What, if anything, gave you the most trouble: It was initially difficult to combine all that we had learnt in the lecture to the assignment, but after going through the slides again, the task became easier.

Please seek out help when you need it, and remember the 15-minute rule. You know enough R (and have enough examples of code from class and your readings) to be able to do this. If you get stuck, ask for help from others, post a question on Slack– and remember that I am here to help too!

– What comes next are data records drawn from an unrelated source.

PR #6262, opened 2023-01-30
Restore `download-folder-button`

fregante:
- Finally fixes https://github.com/refined-github/refined-github/issues/6154

## Test URLs

- Own repo: https://github.com/refined-github/refined-github/tree/main/.github
- Archived repo: https://github.com/fregante/object-fit-images/tree/master/demo

## Screenshot

Seen in both desktop and mobile resolutions.

Screenshot 4

Screenshot 5

### DIFF
--- a/source/features/download-folder-button.tsx
+++ b/source/features/download-folder-button.tsx
@@ -1,42 +1,28 @@
 import React from 'dom-chef';
-import select from 'select-dom';
 import {DownloadIcon} from '@primer/octicons-react';
 import * as pageDetect from 'github-url-detection';
 
 import features from '../feature-manager';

As a true test to yourself, do you understand the code you submitted and are you able to explain it to someone else?

0.5.1.2 Rubric

Check minus (1/5): Displays minimal effort. Doesn’t complete all components. Code is poorly written and not documented. Uses the same type of plot for each graph, or doesn’t use plots appropriate for the variables being analyzed.

Check (3/5): Solid effort. Hits all the elements. No clear mistakes. Easy to follow (both the code and the output).

Check plus (5/5): Finished all components of the assignment correctly and addressed both challenges. Code is well-documented (both self-documented and with additional comments as necessary). Used tidyverse, instead of base R. Graphs and tables are properly labelled. Analysis is clear and easy to follow, either because graphs are labeled clearly or you’ve written additional text to describe how you interpret the output.